Quanto alla ‘visibilità’, va detto che le città di alto-medio rango hanno avuto spesso occasione
di dotarsi di un’araldica formalizzata e di spiegare le loro insegne in circostanze e su supporti più
vari e in sedi istituzionali: principalmente come veicolo di riconoscimento giuridico-politico, e
persino (come nel caso dei comuni italiani e delle città imperiali e anseatiche), come insegne
militari (usate dalle città indipendenti, ma anche dai contingenti armati al servizio del sovrano,
come ad esempio in Portogallo), analogamente a quanto era avvenuto in origine per i cavalieri. La
costruzione di porte e mura e dei palazzi comunali (sia nei grandi centri, ma anche nella rete delle
piccole cittadine e – come in Italia – nei centri rurali), ha poi moltiplicato la presenza e la visibilità
delle insegne cittadine. Gran parte dei centri urbani secondari – che contavano poche centinaia di
abitanti – aveva naturalmente minori opportunità, anche architettoniche, di esibire uno stemma, e
questo spiega perché nella maggior parte dei casi esso, quando si è formato, ricalchi semplicemente
l’immagine sigillare, con struttura e figure talora poco congruenti con l’araldica classica. Occorre
anche ricordare che la perdita di molte fonti iconografiche medievali ci consente di valutare non
sempre con esattezza la presenza dell’araldica comunale nei centri minori: si sa ad esempio che il
comune di Bologna già nel XIII prescriveva alle piccole comunità del contado l’uso di proprie
insegne nei rispettivi contingenti militari, delle quali in seguito non è rimasta traccia estesa e
coerente10.
La nobiltà non ha preso in considerazione, per secoli, l’araldica impersonale (né quella dei
ceti non nobili, con qualche eccezione per i prelati), espungendola di fatto, benché lo fosse a pieno
titolo, dall’araldica in quanto tale. Bellatores e oratores hanno sempre tenuto a distanza il ‘terzo
stato’, i laboratores: anche in araldica.

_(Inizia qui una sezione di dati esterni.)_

PR #312, opened 2019-06-13
Allow changing log level & base URL for CLI with environment variables 

aripollak:


civis/cli/__main__.py
```diff
@@ -33,8 +34,7 @@
 
 
 _REPLACEABLE_COMMAND_CHARS = re.compile(r'[^A-Za-z0-9]+')
-_API_URL = "https://api.civisanalytics.com"
-_OPENAPI_SPEC_URL = "https://api.civisanalytics.com/endpoints"
```
keithing: Is this removed because it is not used anywhere?

aripollak: Yup, I couldn't find it used anywhere.

stephen-hoover: PR #117 refactored how the CLI gets the API spec, and `_OPENAPI_SPEC_URL`'s use was removed there. It looks like I neglected to remove the unused parameter when I did that. Thanks for the cleanup!

PR #314, opened 2019-08-02
ENH helper function to list models

elsander:
This PR adds a helper function to list a user's models (training, prediction, or both).

### DIFF
--- a/civis/ml/_helper.py
+++ b/civis/ml/_helper.py
@@ -14,7 +14,7 @@ def list_models(job_type="train", author=SENTINEL, client=None, **kwargs):
 
     Parameters
     ----------
-    job_type : {None, "train", "predict"}
+    job_type : {"train", "predict", None}
         The type of model job to list. If "train", list training jobs
         only (including registered models trained outside of CivisML).
         If "predict", list prediction jobs only. If None, list both.
--- a/civis/ml/_helper.py
+++ b/civis/ml/_helper.py
@@ -51,6 +51,9 @@ def list_models(job_type="train", author=SENTINEL, client=None, **kwargs):
     if author is SENTINEL:
         author = client.users.list_me().id
 
+    # default to showing most recent models first
+    kwargs.setdefault('order_dir', 'desc')
+
     models = client.scripts.list_custom(from_template_id=template_id_str,
                                         author=author,
                                         **kwargs)
--- a/civis/ml/_helper.py
+++ b/civis/ml/_helper.py
@@ -1,9 +1,16 @@
+from collections import namedtuple
+
 from civis import APIClient
 from civis.ml._model import _PRED_TEMPLATES
 
+__all__ = ['list_models']
 
-def list_models(job_type=None, client=None, **kwargs):
-    """List the current user's CivisML models.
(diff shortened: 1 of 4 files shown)


civis/ml/_helper.py
```diff
@@ -0,0 +1,40 @@
...
+    else:
+        raise ValueError("Parameter 'job_type' must be None, 'train', "
+                         "or 'predict'.")
+    template_id_str = ', '.join([str(tmp) for tmp in template_id_list])
+
+    if client is None:
+        client = APIClient()
+
+    models = client.scripts.list_custom(from_template_id=template_id_str,
+                                        author=client.users.list_me().id,
```
stephen-hoover: I suggest making `author` a parameter and defaulting to the current user. People may wish to list someone else's models.

civis/ml/_helper.py
```diff
@@ -0,0 +1,40 @@
...
+    job_type : {None, "train", "predict"}
+        The type of model job to list. If "train", list training jobs
+        only (including registered models trained outside of CivisML).
+        If "predict", list prediction jobs only. If None, list both.
+    client : :class:`civis.APIClient`, optional
+        If not provided, an :class:`civis.APIClient` object will be
+        created from the :envvar:`CIVIS_API_KEY`.
+    **kwargs : kwargs
+        Extra keyword arguments passed to `client.scripts.list_custom()`
+    """
```
stephen-hoover: Maybe a 
```
See Also
--------
APIClient.scripts.list_custom
```
?

civis/ml/_helper.py
```diff
@@ -0,0 +1,40 @@
+from civis import APIClient
+from civis.ml._model import _PRED_TEMPLATES
+
+
+def list_models(job_type=None, client=None, **kwargs):
```
stephen-hoover: What would you think of defaulting to `"train"`? When I think of a "model", usually it's the training job rather than the scoring job.

civis/ml/tests/test_helper.py
```diff
@@ -0,0 +1,25 @@
...
+
+
+def test_list_models_bad_job_type():
+    with pytest.raises(ValueError):
+        list_models(job_type="fake")
+
+
+def test_list_models():
+    resp = [Response({'id': 2834, 'name': 'RFC model'})]
+    m_client = mock.Mock()
```
stephen-hoover: This is a good place to use the (poorly documented) `create_client_mock` function, https://github.com/civisanalytics/civis-python/blob/v1.10.0/civis/tests/mocks.py#L15 .

civis/ml/_helper.py
```diff
@@ -0,0 +1,40 @@
+from civis import APIClient
+from civis.ml._model import _PRED_TEMPLATES
+
+
```
stephen-hoover: If the `__init__` is doing an `import *`, then we should have this module control what gets imported.
```suggestion
__all__ = ['list_models']
```

civis/ml/_helper.py
elsander: Yeah, I went back and forth between defaulting to "train" vs None. Happy to change it.

PR #315, opened 2019-08-09
ENH Model sharing helpers

stephen-hoover:
A CivisML model has File and Project run outputs, each of which need to be shared to effectively share the "model". This helper will transparently handle sharing the run outputs. Include JSONValue in case a future version of CivisML uses that. The functions are patterned after the autogenerated API sharing endpoints.

### DIFF
--- a/civis/ml/_helper.py
+++ b/civis/ml/_helper.py
@@ -1,9 +1,12 @@
 from collections import namedtuple
+import logging
 
 from civis import APIClient
 from civis.ml._model import _PRED_TEMPLATES
 
-__all__ = ['list_models']
+__all__ = ['list_models', 'put_models_shares_groups',
+           'put_models_shares_users']
+log = logging.getLogger(__name__)
 
 # sentinel value for default author value
 SENTINEL = namedtuple('Sentinel', [])()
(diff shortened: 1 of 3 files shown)


stephen-hoover:
@elsander , see what you think of the naming and other design choices here. It's not obvious what the right interface would be. I considered adding a `list_models_shares` function as well, but doing that right would be really complex, and I wasn't sure it was worth it.

civis/ml/_helper.py
```diff
@@ -58,3 +62,261 @@ def list_models(job_type="train", author=SENTINEL, client=None, **kwargs):
...
+                _func = getattr(client.files, "put_shares_" + entity_type)
+                if _output['name'] == 'log.txt' and permission_level == 'read':
+                    # Require "write" level permission or higher to view
+                    # the debug logs.
+                    continue
+                obj_permission = permission_level
+            elif _output['object_type'] == 'Project':
+                _func = getattr(client.projects, "put_shares_" + entity_type)
+                if permission_level == 'read':
+                    # Users must be able to add to projects to use the model
```
elsander: Just for my own understanding, why is this?

civis/ml/_helper.py
```diff
@@ -58,3 +62,261 @@ def list_models(job_type="train", author=SENTINEL, client=None, **kwargs):
...
+                    obj_permission = 'write'
+                else:
+                    obj_permission = permission_level
+            elif _output['object_type'] == 'JSONValue':
+                _func = getattr(client.json_values,
+                                "put_shares_" + entity_type)
+                obj_permission = permission_level
+            else:
+                continue
```
elsander: Would it make sense to issue a message to the debug log if you hit this condition? 

Also, are there any outputs where we'd expect to hit this condition? If you write OOS scores to a table, does that show up as a run output?

civis/ml/_helper.py
```diff
@@ -58,3 +62,261 @@ def list_models(job_type="train", author=SENTINEL, client=None, **kwargs):
...
+        log.debug("Unsharing outputs on %d, run %s.", job_id, run.id)
+        outputs = client.scripts.list_containers_runs_outputs(job_id, run.id)
+        for _output in outputs:
+            if _output['object_type'] == 'File':
+                _func = getattr(client.files, endpoint_name)
+            elif _output['object_type'] == 'Project':
+                _func = getattr(client.projects, endpoint_name)
+            elif _output['object_type'] == 'JSONValue':
+                _func = getattr(client.json_values, endpoint_name)
+            else:
```
elsander: Same note here, would it be useful to log skipped outputs?

civis/ml/_helper.py
```diff
@@ -58,3 +62,261 @@ def list_models(job_type="train", author=SENTINEL, client=None, **kwargs):
...
+        If not provided, an :class:`civis.APIClient` object will be
+        created from the :envvar:`CIVIS_API_KEY`.
+    share_email_body : string, optional
+        Custom body text for e-mail sent on a share.
+    send_shared_email : boolean, optional
+        Send email to the recipients of a share.
+
+    Returns
+    -------
+    readers : dict::
```
elsander: I'm confused by the type annotation here. It looks like "users" and "groups" are lists of dicts, right? Should this say `list[dict]` to specify that explicitly?

elsander:
I think the function names make a lot of sense. I could see the list function being useful, but if it's complex to implement it's probably not worth doing right now. If we hear requests for it we could reevaluate.

civis/ml/tests/test_helper.py
```diff
@@ -22,3 +26,164 @@ def test_list_models():
...
+    m_client = _create_share_model_client_mock([11])
+
+    helper._share_model(3, [7, 8], 'read', 'groups', client=m_client)
+
+    m_client.projects.put_shares_groups.assert_called_once_with(
+        31, [7, 8], 'write', send_shared_email=False)
+
+
+def test_share_model_debug_log():
+    # Debug logs need "write" permission to be shared
```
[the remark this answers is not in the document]
elsander: I think you're right in most cases, a person who only needs read permissions won't need access to the debug logs. But I don't think it would ever be a problem to expose the debug logs, and there are some cases where you might expect read permissions to provide log access. Probably the most common is CS sharing one of us on a client job so that we can examine the logs and debug, but I could also imagine clients sharing jobs to debug internally, before they escalate to CS. My preference is to share all run outputs for consistency, but I'm open to discussion.

civis/ml/_helper.py
elsander: Hmm, I didn't think about whether a "read" user should be able to score based off the original model rather than a clone. That reasoning makes sense to me, thanks.

Follow-up question: what permissions does the original user have on a scoring job created by the new user in this way?

stephen-hoover: The original user wouldn't have any special permissions on the scoring job by default. If you don't have "read" permission on the scoring job, it wouldn't be visible to you in the project. I think this is expected behavior -- I could imagine the "scoring" project being filled with scoring jobs, and no one user being able to see all of them.

civis/ml/tests/test_helper.py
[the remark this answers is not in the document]
stephen-hoover: Okay, this makes the code simpler, so I'm happy to make the change. I'm not thinking of anything sensitive in the logs which wouldn't also be in the other model artifacts which would be shared at read level.

civis/ml/_helper.py
elsander: Sounds good. I agree that this is expected behavior.

civis/ml/_helper.py
stephen-hoover: The `readers` is a single dictionary. It contains keys `users` and `groups`, each of which is a list of dictionaries. In Python notation, I think you're right that the types of `users` and `groups` would be `list[dict]`, but I think that what's show here is also correct, and consistent with the type notation used in the other API endpoints.

stephen-hoover:
@elsander , I addressed your comments.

Il caso di Bartolo da Sassoferrato (De insignis et armis,
1358), che annovera tra i fenomeni araldici i marchi di fabbrica e le filigrane della carta (ma che
non parla di araldica comunale, benché il fenomeno gli dovesse essere ben noto), è isolato. La
trattatistica medievale e della prima età moderna ignora l’araldica comunale e impersonale11:
l’opera di Gaillard, dove gli stemmi delle città seguono quelli dei ‘pari’, e precedono quelli di
baroni, bannerets e cavalieri, è un’eccezione. La maggioranza degli stemmari medievali dà spazio
all’araldica di personaggi classici, letterari e biblici o a quella, apocrifa, di sovrani e paesi
extraeuropei, ma non mostra poca o nessuna attenzione a quella delle città: poche le deroghe, come
gli stemmari della Germania meridionale (Stuttgarter, Miltenberg, Ingeram del XV s., etc.), la
quindicina di stemmi civici del Tudor Book of Arms (Harleian mss. 2169 e 6163), le nove
dell’araldo Berry, etc. Di regola solo documenti provenienti dalla cultura urbana, come le cronache
italiane e svizzere (o quella del Concilio di Costanza di Ulrich von Richenthal) e i portolani, danno
spazio all’araldica comunale: per il mondo feudale-cavalleresco essa è una sfera opaca, quasi che le
città non avessero mai cessato di apparire come nel XII secolo il luogo infido dei romanzi arturiani
di Chrétien de Troyes, e il Comune il «detestabile nomen» di cui si doleva Ottone di Frisinga. Nella
sua vita parallela, l’araldica comunale è largamente tributaria – nel linguaggio, nelle regole, negli
usi, negli ‘ampliamenti’ – di quella nobile, ma non le trasmette niente in cambio. L’identità
simbolica urbana anzi, nell’indifferenza del mondo signorile, è talora severamente contrastata:
come nel caso del vescovo di Lione, che nega alla città l’uso del sigillo, dei signori di Penzlin
(Meclemburgo) che ostacolano l’uso delle insegne civiche sulle mura, o di Carlo I d’Angiò, che
fece spezzare i sigilli dei comuni (universitates) del regno di Napoli.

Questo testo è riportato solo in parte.